Work instruction
Transcribe only the lines between the first line of the records and the line containing "- auto recompilation", inclusive, exactly as written.

Records for this task
Issue #1421, opened 2020-12-13
Adopt typescript for the backend


ang-zeyu:
**Is your request related to a problem?**

The readability of the backend (`core` package) codebase can really benefit from some strict typing.

**Describe the solution you'd like**

Migrate to typescript

Requirements:
- The migration should be able to be done incrementally
- Adjustments should be made to the dev workflow such that it isn't more cumbersome than before. We may provide npm scripts for:
   - auto recompilation of typescript source files
   - auto restart of some common dev commands (e.g. `markbind s -d` in the `docs/` folder) run after recompilation
   - can look into: https://www.npmjs.com/package/tsc-watch
   - ❔ 
- Other workflows should be adapted as necessary: release, automated site deployment, ...

**Additional context**

The frontend may not see as much benefit, since we only develop mostly independent components. Also, typescript support for vue v2 apis isn't known to be strong.

JSDoc typing: https://github.com/MarkBind/markbind/pull/1039#pullrequestreview-386546173

le0tan:
Looks like `cli` is now an independent npm package that depends on `core` - is there any way to make `require('@markbind/core/src/...')` depends on the local version?

ang-zeyu:
@le0tan should be already, we have some updated setup instructions :-)
https://markbind.org/devdocs/devGuide/settingUp.html#setting-up-the-dev-environment

le0tan:
@ang-zeyu Looks like the dev guide should replace running `npm link` under `packages/cli` with running `lerna link` under the repo root?

ang-zeyu:
`npm link` is only for executing `markbind xx` commands globally for development, [`lerna link`](https://github.com/lerna/lerna/tree/main/commands/link) does not do the same

`npm run setup` executes [`lerna bootstrap`](https://github.com/lerna/lerna/tree/main/commands/bootstrap) which does installation + also cross-package symlinking

ang-zeyu:
labelling this as `high` now that 3.0 is rather stable, we could really use better type safety going forward to prevent silly regressions and make variables / fields a little more readable

ang-zeyu:
@wxwxwxwx9 @jonahtanjz @raysonkoh @ryoarmanda If anyone wants to tackle this issue in the upcoming semester, do drop a note here. Would advise to start now as well as its a massive change that will conflict with other PRs! (would be much smoother to iterate on it now)

ryoarmanda:
[...]

PR #1877, opened 2022-04-05
Adopt TypeScript for core package

ryoarmanda:

- [ ] Documentation update
- [ ] Bug fix
- [x] Code maintenance
- [x] Others, please explain: Project development upgrade

First phase of #1421

**Overview of changes:**
(Edited as of 17/04)
Some of the `.js` code files in `core` have been renamed as `.ts` files and adapted into TypeScript as a starter.

See the documentation on migrating to TypeScript: https://deploy-preview-1877--markbind-master.netlify.app/devguide/migratingtotypescript

Workflow of `core` and by extension the whole project are slightly changed: 
- Development 
  - Three new scripts are added in root, `npm run build:backend` to build the TypeScript files, `npm run clean` to remove built files, and `npm run dev` to start the development environment which builds the files and automatically rebuilds on changes
  - IDEs like WebStorm, VSCode, natively supports rebuild on change too, so developers who use those IDEs can sidestep `npm run dev`.
  - Three new scripts are added in core, `npm run build` to build the TypeScript files, `npm run clean` to remove built files, and `npm run prepare` which is explained in Installation and Publishing below
- Installation
  - A new lifecycle script `prepare` is added in core which does `npm run build` and automatically runs as part of installation of the package (`npm run setup`). 
- Debugging
  - Builds will emit sourcemaps (`.js.map`) which provides the ability to directly debug `.ts` files (e.g. put breakpoints, etc)
- Linting
  - New package `typescript-eslint` is integrated to `eslint` to enable lint on `.ts` files
  - `npm run lint` now lints `.ts` files
- Testing
  - New package `ts-jest` is integrated to `jest` to perform direct unit tests to `.ts` files without the need to manually build them
  - However, functional tests with `cli` will require for the files to be built first
- Publishing
  - Builds will emit declaration files (`.d.ts`) and their maps (`.d.ts.map`) for type-checking and definitions support across projects
  - The lifecycle `prepare` script in core will automatically run as part of publishing of the package (`lerna publish`) 

- Comments on the approach taken are appreciated.

**Testing instructions:**
Setup test: `npm run setup` should compile the TypeScript files.
Development test: `npm run test` should be fine.
Development usage test (with linked `markbind-cli`): Any `markbind` commands should be fine.

Adopt TypeScript for core package

The dynamic typing nature of JavaScript can create avenues for subtle
bugs during runtime related to parameter types. Strict typing system,
like TypeScript, can address such cases and benefit development of
MarkBind.

Let's introduce TypeScript to the core package to improve the quality
and security of our codebase. Furthermore, let's adapt starter files
to TypeScript as an example, and document on the steps to migrate other
files to TypeScript for developers.

---

- [x] No unrelated changes


.gitignore
```diff
@@ -50,3 +50,7 @@ packages/cli/test/functional/*/_site
 # vscode configuration
 .vscode/
 *.iml
+
+# Compiled files from TypeScript
+*.js.map
```
ang-zeyu, line 55: > The .js files are still kept in repository for easier transitional change, but after this PR those files will slowly be removed and excluded.

I think we should directly *rename* the files for the following reasons:
- duplicating wipes `git blame/annotate` information
- the diff in the PR becomes much more reviewable (from what I can see, most of the files seem to be duplicates, but there are some minor differences like in the test files which are very difficult to spot) and valuable

> easier transitional change

I'm not getting this part though, let me know if I'm missing something 🤔

packages/core/package.json
```diff
@@ -21,6 +22,9 @@
     "access": "public"
   },
   "scripts": {
+    "build": "tsc",
+    "clean": "tsc --build --clean",
+    "dev": "tsc-watch --noClear",
```
ang-zeyu, line 27: should we utilise `tsc-watch` as intended and string up some command development commands in the root `package.json` for use?

e.g.
- `tsc-watch .... --onSuccess node ......./cli/index.js ./docs` (docs development)
- maybe also one for the default template site

to reduce the slightly more cumbersome 2-step process to one

otherwise, also somewhat equivalent to just using [`tsc --watch`](https://www.typescriptlang.org/docs/handbook/compiler-options.html). (`tsc-watch` is meant as a typescript substitute for [nodemon](https://www.npmjs.com/package/nodemon))

ang-zeyu (commented):
Nice work on this huge environment change 👍, just a brief look:

---

> Some files are not yet duplicated to .ts, would like some assistance on whether we should do it or keep it as-is:

Ditto on the 2nd.

As for the other files, I'm thinking - as long as we've adopted it from somewhere considerably in its original code style, we keep it as is for now, since we may need to cross-refer the original external implementation. (e.g. convert `HighlightRule` but not `double-delimiter.js`)

As for the "midway" ones like `markdown-it/index.js` which are more subjective, I'm leaning toward converting them for now as type annotations may be helpful for development.

> Publishing requires an additional manual build step because the build returns an error exit code (due to the files not adopting the type system yet), meaning we can't put this as a part of the npm lifecycle methods (it will abort as error). Added documentation on projectManagement.md for this.

👍

.gitignore
ryoarmanda: The decision to duplicate is based from https://github.com/MarkBind/markbind/issues/1421#issuecomment-1055225798. Originally I thought to just swap (rename) the `.js` to `.ts`, but maybe in the interest of reducing merge conflicts on other PRs as raised in the discussion, the `.js` files are still kept for now, and would slowly be deleted as the migration goes.

However, I also agree with your point on preserving git annotates, and I think workflow wise it should be better to just swap it as `.ts` so we don't have to keep maintaining the `.js` and `.ts` to perfectly match. Would it be okay for me to just rename them?

jonahtanjz: Agree with this. I think renaming is better as well for the reasons above. This will also be less confusing when working on the core packages (whether to make changes in the `.js` or `.ts` files).

packages/core/package.json
ryoarmanda: I have thought of this, but I am not sure on how taxing would it be when MarkBind commands are repeatedly invoked in short bursts over the course of development. For example, `serve` needs time to build, and it's not ideal for the script to call it in every added line when I am in the middle of implementing a function that takes some time to develop, it might just hog resources with only a little convenience benefit.

However, I am admittedly not too experienced in how `tsc-watch` does things (or `nodemon` too), so I am also not sure whether this is a real issue 🤔 but I have tried this with just `markbind --version` and it is invoked multiple times as I write some lines at a relaxed pace (the cutoff time delay is ~1 second).

.gitignore
ang-zeyu: > The decision to duplicate is based from https://github.com/MarkBind/markbind/issues/1421#issuecomment-1055225798.

I see, I actually meant leveraging typescript's js inter-op (much like you're doing for the patched files currently) if possible.

- rename one/a few starter files to `.ts` to test tsc in this PR
- the rest in subsequent PRs (where we can even proceed with the typescript code conversion too)

This reduces conflicts with other PRs since we're still dealing with the same `.js` files. Duplicating won't help here as the updates from other PRs need to be transferred to the `.ts` files here constantly (and vice versa in other PRs once this was merged).

... This comment was in the middle of the semester though, (thankfully) not much PRs left touching the core code at this juncture so I don't think we need to worry about this too much. 😌 

> Some files are not yet duplicated to .ts, would like some assistance on whether we should do it or keep it as-is:

Renaming all at once sounds good too, especially since you've already given quite some thought to which files should be converted.

> Would it be okay for me to just rename them?

Let's do that 👍

packages/core/package.json
ang-zeyu: Good point, I think we can keep the 2 commands separate for now and see how things go. (also just realised `--onSuccess` and the like won't work without having resolved all the typescript errors)

In that sense, would `tsc --watch` be sufficient for now? (over `tsc-watch`)

docs/devGuide/projectManagement.md
```diff
@@ -88,6 +88,17 @@ For general best practices, refer to the guide [_Working with PRs_ @SE-EDU](http
    * The end result of this command is version commit with an appropriate tag. We will make use of the generated tag and commit message later.
    </box>
 
+1. **Build the core package** by executing `npm run build:core` in the root directory.
+
+   The script would compile the TypeScript files into JavaScript files (`.js`), sourcemaps (`.js.map`), and type declarations (`.d.ts`), which would be packed when `npm` publishes this package.
```
jonahtanjz, line 93: Should all these generated files be committed to the repo? If not, we need some ways to ignore all these files when doing the release commit.

docs/devGuide/settingUp.md
```diff
@@ -43,6 +43,9 @@ We recommend the **WebStorm IDE** for working with MarkBind code.
    <popover content="Under the hood, this calls `npm ci` and `lerna bootstrap`">`npm run setup`</popover>
    in the **root folder** of your cloned repo.
 
+1. **Start the development environment** with <popover content="This will compile the `core` package for local use and automatically recompile if there are any changes in there.">`npm run dev`</popover>
+   in the **root folder** of your cloned repo.
```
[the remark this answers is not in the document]
ryoarmanda: That would also be good, but newly-cloned projects actually need to do a one-time build of the TypeScript files in order to properly run the linked MarkBind (the `cli` package cannot directly execute `.ts` files), so minimally `npm run build:core` must be done during setting up.

I guess it's better to put `npm run build:core` here and move `npm run dev` to the workflow page, what do you think?

docs/devGuide/projectManagement.md
ryoarmanda: The generated files are already in `.gitignore` so hopefully it won't get committed.

docs/devGuide/settingUp.md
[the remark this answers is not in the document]
jonahtanjz: Yup sounds good 👍

packages/core/package.json
ryoarmanda: Yeah, it would probably be `--onCompilationComplete` if we want to achieve this in the middle of migration.

I use the package `tsc-watch` just for the `--noClear` option for now, though it can be discussed whether it would be necessary for us. Just my 2 cents, in my command prompt, I don't quite like how `tsc --watch` clears the screen when it starts, so the previous command results and all are gone. I think it's better for the history to still be viewable by devs. What do you think?

docs/devGuide/projectManagement.md
jonahtanjz: Oh i was mainly referring to the generated `.js` files from their corresponding `.ts` files. I noticed that these are not ignored in the current `.gitignore`. Another potential issue is that we can't simply ignore all `.js` files in the `core` folder as there will be some files that will not be converted to typescript (as discussed above). Wondering if there is a better way to exclude these files?

ryoarmanda: I see :+1: I just updated the `.gitignore` to compile, the rules are the same as what I have input in `.eslintignore` (ignore all JS files except those we know are still directly written in JS).

ryoarmanda:
@jonahtanjz @ang-zeyu I found a way to suppress the error exit code when running the build, so now I can put the build script as part of the npm's lifecycle scripts, but it's admittedly quite hacky (just string the command with `exit 0` haha). It will run in both `npm install` (which is invoked by our `npm run setup`) and `npm publish`, so there should be no manual builds needed in both setting up and publishing. I'm not entirely happy of the workaround, but I think it's the best we can do in the middle of migration.

However, it still outputs a ton of TypeScript errors as part of the job (see the `npm run setup` log in this PRs checks). I was thinking to pipe output to null to discard it, but seems there is no easy cross-platform way to do it (in Windows we use NUL, Linux we use /dev/null, etc)...

jonahtanjz:
> I found a way to suppress the error exit code when running the build, so now I can put the build script as part of the npm's lifecycle scripts, but it's admittedly quite hacky (just string the command with exit 0 haha)

Will this suppress legitimate errors from typescript as well (e.g some files failed to compile)? If it does, the developer doing the release may not be aware of the errors and broken/missing files may get published? Not sure if this is a potential issue?

ryoarmanda:
> Will this suppress legitimate errors from typescript as well (e.g some files failed to compile)? If it does, the developer doing the release may not be aware of the errors and broken/missing files may get published? Not sure if this is a potential issue?

Good concern. I just found out that even if you write a broken `.ts` file, the compiler will still compile it to `.js`, but the error will be carried to the compiled file.

```
const test: string = [].map(x => ;     // compiled as "const test = [].map(x => ;"
```

To guard against this, I think we can chain the lifecycle scripts with `npm run test` for safety. (As an aside, given that we have some manual steps in our current publish workflow, I think we can enhance `lerna publish` to add safety lifecycle scripts when running it to catch any things that might have gone past us, and maybe add a script to do a [dry run](https://github.com/lerna/lerna/issues/51#issuecomment-705820466) of the publish too)

---

For context, the reason why I went with the hack is that our checks fail when core is not yet compiled (see https://github.com/MarkBind/markbind/pull/1877/commits/94b09a9f445800bff678c7c7e56b83807ef3223a). There are several places that I might insert the build script in, I choose to put it as an npm lifecycle script as it's a "two birds one stone" solution, `prepare` runs on both `npm install` and `npm publish` (refer [here](https://docs.npmjs.com/cli/v8/using-npm/scripts#npm-install)). But on either choice, the checks would still fail as the build would give a non-zero exit code. Suppressing the exit code may be necessary.

ryoarmanda:
An aside comment here, I think some of our issues can be resolved if we can migrate `cli` into TypeScript too, so we can be in a fully TypeScript environment (well, except the patched libraries)

.gitignore
ryoarmanda: Ahh I understand your point. Sorry that I read it a bit differently 😅 

This makes me rethink my approach though. My current strategy is to rename everything and fix the errors in separate PRs as we go along. While it's easier to fully change the environment first and adapt to it incrementally, this leaves us with issues to handle in the middle of the adaptation (from files riddled with red squiggles, build does not give a zero exit code, publishing concerns, etc).

I think from reading your point, I found a different way to approach it. In separate PRs, we incrementally rename the files _and_ fix the errors, so we make sure that it's successfully compiled without errors and avoiding the issues we have here.

I feel like I would revise the strategy to that, so this PR sets up the workflow and also converts (and fixes) some starter files, like the tests and utils. Would this be a better way to go for this?

(cc @jonahtanjz so everyone is on the same page)

packages/core/package.json
ang-zeyu: Would all compilation errors be reported again by `tsc --watch`? (or just incremental ones) I personally don't have much preference if so, since we should only need one `tsc` process for all packages. 

If not, I think `tsc-watch` is definitely the way to go 👍 (fine with either though, if it might be useful to some developers let's leave it as is)

ryoarmanda:
> Would this work?
> 
> * commit A - do the renaming
> * commit B - do the changes

Sorry, can you clarify about this? Not sure which this is targeted to (in the working branch / target branch). I mentioned that splitting the rename and changes into separate commits can still retain the history in the working branch, but when diffed to the target branch, the history is lost.

Assuming you mean those commits are in the target branch, it could be possible. I just tried to play around in my code playground, I noticed that the history is lost only when using the squash strategy. When merged with a normal merge commit, the history is retained in the target branch.

I think the key here is that we must keep those two commits separate in the target branch. I guess this calls for a multi-commit PR with a normal merge commit? I might need to get this organized if that's the case.

> * Dependency setup (tsconfig, package.json, ......)
> * Rename ts starter files
> * Adapt ts starter files
> * Adapt / add test dependencies and some starter test files
> * Development docs

:+1: This structure is a good start. Should I follow the rename-adapt commits for the test files as well (assuming we also want to retain the history for test files)? Or I can also put the renaming of test files on the same commit as the renaming of code files?

Also just to confirm, I would structure this through soft reset and commits, but then I have to force push to here, right? Or do I need to create another PR for the clean one?

ang-zeyu:
> Sorry, can you clarify about this? Not sure which this is targeted to (in the working branch / target branch). I mentioned that splitting the rename and changes into separate commits can still retain the history in the working branch, but when diffed to the target branch, the history is lost.
> 
> Assuming you mean those commits are in the target branch, it could be possible. I just tried to play around in my code playground, I noticed that the history is lost only when using the squash strategy. When merged with a normal merge commit, the history is retained in the target branch.

No, I missed this part.
 
> I think the key here is that we must keep those two commits separate in the target branch. I guess this calls for a multi-commit PR with a normal merge commit? I might need to get this organized if that's the case.

Not getting this part with the above though, would a merge commit be subject to the same issue if so? 👀 (working -> target)

> Should I follow the rename-adapt commits for the test files as well (assuming we also want to retain the history for test files)? Or I can also put the renaming of test files on the same commit as the renaming of code files?
 
Feel free to try it out. Anything reasonable and clear enough (not too much in one commit) is fine : )

> Also just to confirm, I would structure this through soft reset and commits, but then I have to force push to here, right? Or do I need to create another PR for the clean one?

Yup. I've bumped the relevant "guide" from last year in telegram as well if you need it. (note the part on fixups too)

ryoarmanda:
> Not getting this part with the above though, would a merge commit be subject to the same issue if so? 👀 (working -> target)

I found out that it's not the case, that is the history is retained when the separate commits are merged with a merge commit. Here's a small demo I cooked up, where I tried

The file history in the working branch is like so ("Slowly adapt..." is the renaming commit, "Fully adapt..." is the fix commit, and the rest is history from master):

image

If I merge this branch to master with a squash commit, the history is lost (see the blame and git log --follow):

image

While if I merge it with a merge commit, the history is retained (see the blame and git log --follow):

image

ang-zeyu:
> I found out that it's not the case, that is the history is retained when the separate commits are merged with a merge commit. Here's a small demo I cooked up, where I tried to do both strategies.

Thanks for testing 👍, ok let's go for that then.

Fyi I was suggesting merge commit (otherwise no point in structuring the commits here). Though, still not too sure on it (`rename-threshold` note below)

There are a couple of alternatives we can try if that (github merge) fails too -- reverting the merge and do it manually:
- rebase (without squash) - not as neat as a merge commit, but should preserve history
- `git merge -X rename-threshold Y` (though, haven't researched `rename-threshold` heavily)

Hopefully github's merge commit is sufficient. :-)

packages/core/package.json
ryoarmanda: On further consideration, I think `tsc-watch` is not needed for now, and can opt for `tsc --watch` first. Turns out the clearing the screen thing is more on the terminal and not on the `tsc`'s shortcomings 😃

docs/devGuide/workflow.md
```diff
@@ -126,6 +126,22 @@ The sections below has more information about various stages of submitting a PR.
 
   </modal>
 
+#### Editing backend features
```
ang-zeyu, line 129: let's update the release guide as well with the relevant additional steps

tsconfig_dev.json
```diff
@@ -0,0 +1,6 @@
+{
```
ang-zeyu, line 1: hmm to check my understanding -- what's the separate `_dev.json` for?

tried replacing `npm run dev: "tsc --build --watch"`, seems to work too

docs/devGuide/migratingToTypeScript.md
```diff
@@ -0,0 +1,131 @@
...
+   ------------------------|--------------------------|-----------------------
+   `const ... = require()` | `import ... = require()` | `import ... from ...`
+   `module.exports = {}`   | `export = {}`            | `export ...`
+   `module.exports = ...`  | `export = ...`           | `export default ...`
+
+   Start with the TypeScript equivalent syntax, as it is compiled to be exactly the same as the CommonJS syntax, making it the safest choice when adapting the file. You can read more about this syntax in the [official documentation](https://www.typescriptlang.org/docs/handbook/modules.html#export--and-import--require).
+
+   There are some limitations to the TypeScript equivalent syntax, such as:
+   - There can only be one `export =` in a file
+   - You cannot reference what is not (unlike `module.exports`)
```
ang-zeyu, line 82: 👀

docs/devGuide/migratingToTypeScript.md
```diff
@@ -0,0 +1,131 @@
...
+
+2. **Change the CommonJS module import/export syntax** to TypeScript's equivalent (use ES6 only if necessary).
+
+   A common error in newly renamed files comes from the way modules are imported/exported. The syntax for those can be converted according to the table below:
+
+   CommonJS                | TypeScript equivalent    | ES6
+   ------------------------|--------------------------|-----------------------
+   `const ... = require()` | `import ... = require()` | `import ... from ...`
+   `module.exports = {}`   | `export = {}`            | `export ...`
+   `module.exports = ...`  | `export = ...`           | `export default ...`
```
ang-zeyu, line 76: > Do not use the ES6 syntax if not necessary, as it compiles into something more than just the CommonJS syntax when compiled, and might lead to unexpected behaviours when another `.js` file imports the compiled file, to the point of failing established tests in some cases.

This particular line may not be equivalent (commonJs dosen't have concept of `default`), and might be the sole cause of your issues with above quote.

Try inserting the following in the playground [here](https://www.typescriptlang.org/play?module=1#code/PTAEAEGcAsHsHcCiBbAlgFwFAgs2ATAVwBsBTALlAGNZk8A7AK0mzHHtkQCcvYuXUyAA590oAN6gAbgENihUgHkAZgAVUoAL6hlvZKABEAOmA16kdDPrpIBgNyZMpAB4iuYsxdDp4sdaABeaTkFFX8AKlAAJgcnV1FQfFJlGRIxHz9UByA)

```
// @showEmit
// @module: commonjs
// @noErrors
import { valueOfPi } from "./constants";

export const twoPi = valueOfPi * 2;

export default twoPi;
```

ang-zeyu: I think one solution may be to advise against using `export default` in our **intra** (external libraries should be fine) exports / imports altogether (we've been mostly using named exports too which should make this easier)

docs/devGuide/migratingToTypeScript.md
```diff
@@ -0,0 +1,131 @@
...
+   There are some limitations to the TypeScript equivalent syntax, such as:
+   - There can only be one `export =` in a file
+   - You cannot reference what is not (unlike `module.exports`)
+   - A module exported with `export =` must be imported with the TypeScript equivalent syntax (for `.ts` files) or the CommonJS syntax (for `.js` files).
+
+   Do not use the ES6 syntax if not necessary, as it compiles into something more than just the CommonJS syntax when compiled, and might lead to unexpected behaviours when another `.js` file imports the compiled file, to the point of failing established tests in some cases.
+
+   However, changing to the ES6 syntax might be necessary, e.g. you cannot use the TypeScript equivalent syntax if you want to import/export types or interfaces. When doing so, make sure the files pass the tests first before proceeding.
+
+3. **Adapt the files** to fully using TypeScript.
```
ang-zeyu, line 89:
```suggestion
3. **Adapt the files** fully to TypeScript.
```

docs/devGuide/migratingToTypeScript.md
```diff
@@ -0,0 +1,131 @@
...
+
+   The errors from TypeScript and `typescript-eslint` can guide you on what to fix. Some tips on adapting to TypeScript:
```
ang-zeyu, line 91:
```suggestion
   The errors from TypeScript and `typescript-eslint` can guide you on what to fix. Here are some tips:
```

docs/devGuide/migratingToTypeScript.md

Your solution
Issue #1421, opened 2020-12-13
Adopt typescript for the backend


ang-zeyu:
**Is your request related to a problem?**

The readability of the backend (`core` package) codebase can really benefit from some strict typing.

**Describe the solution you'd like**

Migrate to typescript

Requirements:
- The migration should be able to be done incrementally
- Adjustments should be made to the dev workflow such that it isn't more cumbersome than before. We may provide npm scripts for:
   - auto recompilation of typescript source files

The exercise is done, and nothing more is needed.